Grundsätzlich hatte der VW-Aufsichtsrat die Trinity-Planungen schon Ende 2021 abgesegnet - der genaue Bauplatz war noch offen. Die Bauzulassung für das Tesla-Werk in Brandenburg nannte der dortige Ministerpräsident Dietmar Woidke (SPD) einen „kleinen Sonnenstrahl in schwierigen Zeiten“: „Wir haben mit vereinten Kräften hart gearbeitet.“ Die E-Auto-Produktion könnte in einigen Wochen starten.

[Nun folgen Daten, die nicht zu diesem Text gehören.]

PR #73285, opened 2025-11-26
restore a few openssl build-dependencies

xnox:
To rebuild a historical build of openssl, restore a few toolchain
packages.


sil2100 (approved):
+1, we can always withdraw them again once we're done.

PR #73308, opened 2025-11-27
chore: move crossplane to version stream

kranurag7:
crossplane is version streamed and this commit migrates crossplane to
the same


crossplane-2.1.yaml
```diff
@@ -1,15 +1,14 @@
 package:
-  name: crossplane
+  name: crossplane-2.1
   version: "2.1.1"
-  epoch: 1 # GHSA-j5w8-q4qc-rx2x
+  epoch: 2 # GHSA-j5w8-q4qc-rx2x
```
developer-guy, line 4: should we reset the epoch here since this is a new package or is it necessary to bump the epoch to kick off the build?

developer-guy (changes requested):
we should add `tag-filter-prefix: 2.1` to updates section.

crossplane-2.1.yaml
kranurag7: it's a new package so ideally we should reset to 0 but we are also providing the crossplane which was the previous package name hence epoch bump.

developer-guy (dismissed):
lgtm

crossplane-2.1.yaml
```diff
@@ -1,15 +1,11 @@
 package:
-  name: crossplane
+  name: crossplane-2.1
```
AnmolVirdi, line 2: Since this will be version streamed, should we need to add `dependencies.provides` here?

kranurag7: oversight, updated via https://github.com/wolfi-dev/os/pull/73308/commits/53cf1af0f0092fbc39152791e79a0203d7ae474c

crossplane-2.1.yaml
```diff
@@ -44,7 +43,10 @@ pipeline:
   - uses: strip
```
AnmolVirdi:
```suggestion
```

AnmolVirdi (commented):
Minor nit, the rest lgtm.

rahulduvedi (approved):

PR #73340, opened 2025-11-27
nftables: Add JSON output support 

max-allan-cgr:
Now that we are shipping iptables-wrappers in images, they are likely to use nftables, and then will need the json output support. This option, described in the source code's INSTALL, adds support for JSON.

### DIFF
--- a/nftables.yaml
+++ b/nftables.yaml
@@ -41,6 +41,7 @@ pipeline:
   - uses: autoconf/configure
     with:
       opts: |
+        --with-json \
         --sbindir=/usr/bin
 
   - uses: autoconf/make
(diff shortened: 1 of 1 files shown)


kranurag7 (dismissed):

nftables.yaml
```diff
@@ -41,6 +41,7 @@ pipeline:
   - uses: autoconf/configure
     with:
       opts: |
+        --with-json \
```
maxgio92, line 48: I know we don't have much tests, but can we test that it's compiled in?

Something like
```
nft -j list ruleset | jq >/dev/null
```

without the json support the output would otherwise be

```shell
# nft -j list ruleset
Error: JSON support not compiled-in
```

maxgio92 (approved):

PR #73574, opened 2025-12-02
fix(chrony): set makestep correctly

89luca89:
Fixes VMS-228

### DIFF
--- a/chrony.yaml
+++ b/chrony.yaml
@@ -1,7 +1,7 @@
 package:
   name: chrony
   version: "4.8"
-  epoch: 4
+  epoch: 5
   description: NTP client and server programs
   copyright:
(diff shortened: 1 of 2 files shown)


xnox (approved):

markusboehme:
I know this PR is merged already, but neither the commit nor the issue has any information on why this setting is correct and the previous one is not, and what governs correct/incorrect. It would be very helpful to have that kind of information logged in either (or both) places in case the configuration needs to be modified in the future.

89luca89:
For reference:

The change will Step the clock if offset > 1 second unlimited (-1) number of times, instead of only the first 3 times.
This ensures we catch up time quickly even for systems were we get sleep/hibernation or fast resumes

PR #73596, opened 2025-12-02
fix: add tmpfiles for faillock dirs

89luca89:
Ref VMS-231

### DIFF
--- a/linux-pam/pam-faillock.conf
+++ b/linux-pam/pam-faillock.conf
@@ -1,0 +1,3 @@
+ # Create faillock directory with correct SELinux context                        
+ d /var/log/faillock 0700 root root - -                                          
+ Z /var/log/faillock - - - - -     
--- a/linux-pam.yaml
+++ b/linux-pam.yaml
@@ -52,8 +52,8 @@ pipeline:
       done
 
       # make "unix_chkpwd" shadow group and enable g+s
-      chgrp shadow ${{targets.destdir}}/bin/unix_chkpwd \
-        && chmod g+s ${{targets.destdir}}/bin/unix_chkpwd
+      chgrp shadow ${{targets.destdir}}/usr/bin/unix_chkpwd \
+        && chmod g+s ${{targets.destdir}}/usr/bin/unix_chkpwd
 
       # Don't ship /var/run
       rm -r ${{targets.destdir}}/var/run
--- a/linux-pam.yaml
+++ b/linux-pam.yaml
@@ -1,7 +1,7 @@
 package:
   name: linux-pam
   version: "1.7.1"
-  epoch: 2
+  epoch: 3
   description: Linux PAM (Pluggable Authentication Modules for Linux)
   copyright:
     - license: BSD-3-Clause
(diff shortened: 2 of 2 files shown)


linux-pam/pam-faillock.conf
```diff
@@ -0,0 +1,3 @@
+ # Create faillock directory with correct SELinux context                        
+ d /var/log/faillock 0700 root root - -                                          
+ Z /var/log/faillock - - - - -
```
xnox, line 3: is it the right place? i somehow was under impression that they are files and in /run/ these days. Or like it is configurable and they should be there.

89luca89: It's right there, the /run/faillock one is correctly generated with the right context already

egibs:
The `ci-diff-report` changes are expected:
```diff
usr/bin/unix_chkpwd
+ NOTE: permissions changed for usr/bin/unix_chkpwd: 755 -> 2755
+ WARNING: usr/bin/unix_chkpwd now has special permissions: setgid
- -rwxr-xr-x 91792 2025-10-16 12:19:44 unix_chkpwd
-   APK-TOOLS.checksum.SHA1: "a8b870aa360a77e09f1f922c5e510b4774218d95"
+ grwxr-xr-x 91840 2025-12-02 17:21:44 unix_chkpwd
+   APK-TOOLS.checksum.SHA1: "3441e675a0f35770434a2eda1437a3c8c50bac3a"
```
due to:
```sh
chgrp shadow ${{targets.destdir}}/usr/bin/unix_chkpwd \
  && chmod g+s ${{targets.destdir}}/usr/bin/unix_chkpwd
```

89luca89:
> The `ci-diff-report` changes are expected:
> 
> ```diff
> usr/bin/unix_chkpwd
> + NOTE: permissions changed for usr/bin/unix_chkpwd: 755 -> 2755
> + WARNING: usr/bin/unix_chkpwd now has special permissions: setgid
> - -rwxr-xr-x 91792 2025-10-16 12:19:44 unix_chkpwd
> -   APK-TOOLS.checksum.SHA1: "a8b870aa360a77e09f1f922c5e510b4774218d95"
> + grwxr-xr-x 91840 2025-12-02 17:21:44 unix_chkpwd
> +   APK-TOOLS.checksum.SHA1: "3441e675a0f35770434a2eda1437a3c8c50bac3a"
> ```
> 
> due to:
> 
> ```shell
> chgrp shadow ${{targets.destdir}}/usr/bin/unix_chkpwd \
>   && chmod g+s ${{targets.destdir}}/usr/bin/unix_chkpwd
> ```

Yea I think before the chgrp whas silently failing I guess

a-crate:
Out of curiosity, why is this a tmpfiles.d snippet instead of just `mkdir -p ${{targets.destdir}}/var/log/faillock` in the package build script?

sergiodj:
> Out of curiosity, why is this a tmpfiles.d snippet instead of just `mkdir -p ${{targets.destdir}}/var/log/faillock` in the package build script?

I believe it's because of the SELinux context thing, although it should be possible to use `mkdir -pZ ...`.  I'll wait for a reply before approving this PR.

89luca89:
> mkdir -pZ

That won't work, we need it to be created at runtime to get the right context, else it is created with the var_log one:

With mkdir:

```
 # ls -ladZ /var/log/faillock/
drwx------. 2 root root unconfined_u:object_r:var_log_t:s0 18 Dec  3 07:38 /var/log/faillock/
```

With tmpfile:

```
 # ls -ladZ /var/log/faillock/
drwx------. 2 root root system_u:object_r:faillog_t:s0 18 Dec  3 07:42 /var/log/faillock/
```

sergiodj (approved):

Tesla errichtete die Fabrik zunächst auf eigenes Risiko über 19 vorzeitige Genehmigungen. Firmenchef Elon Musk hatte ursprünglich gehofft, in Grünheide schon Mitte 2021 mit der Produktion beginnen zu können. Geplant sind in einer ersten Phase bis zu 500.000 Autos pro Jahr mit rund 12.000 Beschäftigten. VW hatte in Wolfsburg im vorigen Jahr nur etwas weniger als 400.000 Autos fertig bekommen, Hauptgrund für den Tiefstand seit Ende der 1950er Jahre war der Chipmangel.
Der Konzern kündigte mit Blick auf Umweltregeln an, man werde sich „eng mit zuständigen Behörden sowie Interessengruppen austauschen“. In Grünheide hatten es Proteste von Anwohnern und Naturschützern gegeben, ein Teil des Geländes liegt in einem Wasserschutzgebiet.